Report how many lines in the records below contain the word "just". Nothing else belongs in the answer.

^^^^^^^^^^^^^^^^

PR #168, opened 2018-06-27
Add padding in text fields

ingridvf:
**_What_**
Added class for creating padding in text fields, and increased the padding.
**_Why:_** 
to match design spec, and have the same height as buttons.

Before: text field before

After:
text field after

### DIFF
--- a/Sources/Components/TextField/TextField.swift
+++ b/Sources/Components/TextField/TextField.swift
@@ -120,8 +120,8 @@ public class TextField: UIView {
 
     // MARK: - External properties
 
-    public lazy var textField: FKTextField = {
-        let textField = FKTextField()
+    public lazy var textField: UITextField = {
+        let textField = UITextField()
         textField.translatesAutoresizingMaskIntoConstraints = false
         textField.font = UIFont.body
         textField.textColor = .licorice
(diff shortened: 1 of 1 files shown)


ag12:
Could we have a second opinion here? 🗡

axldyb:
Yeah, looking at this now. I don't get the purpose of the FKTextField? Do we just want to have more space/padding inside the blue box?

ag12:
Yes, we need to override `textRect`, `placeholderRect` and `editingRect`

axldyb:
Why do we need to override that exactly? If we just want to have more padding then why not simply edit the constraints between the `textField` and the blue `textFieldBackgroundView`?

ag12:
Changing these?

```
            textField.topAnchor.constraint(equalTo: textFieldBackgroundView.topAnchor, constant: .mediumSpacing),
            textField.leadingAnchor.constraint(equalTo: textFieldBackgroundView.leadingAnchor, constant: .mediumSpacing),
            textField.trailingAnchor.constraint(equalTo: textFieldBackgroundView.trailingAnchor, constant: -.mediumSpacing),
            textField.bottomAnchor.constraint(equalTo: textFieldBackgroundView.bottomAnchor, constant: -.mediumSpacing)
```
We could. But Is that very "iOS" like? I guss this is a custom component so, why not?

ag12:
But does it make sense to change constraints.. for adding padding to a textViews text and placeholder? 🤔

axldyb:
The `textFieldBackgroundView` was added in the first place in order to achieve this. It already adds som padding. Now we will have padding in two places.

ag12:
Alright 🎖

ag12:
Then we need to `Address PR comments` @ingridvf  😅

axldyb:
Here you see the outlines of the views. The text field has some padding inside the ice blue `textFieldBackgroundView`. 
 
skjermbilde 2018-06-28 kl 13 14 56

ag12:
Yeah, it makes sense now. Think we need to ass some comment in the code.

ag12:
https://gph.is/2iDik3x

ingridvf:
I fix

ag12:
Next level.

^^^^^^^^^^^^^^^^

• **Response to this exercise**
2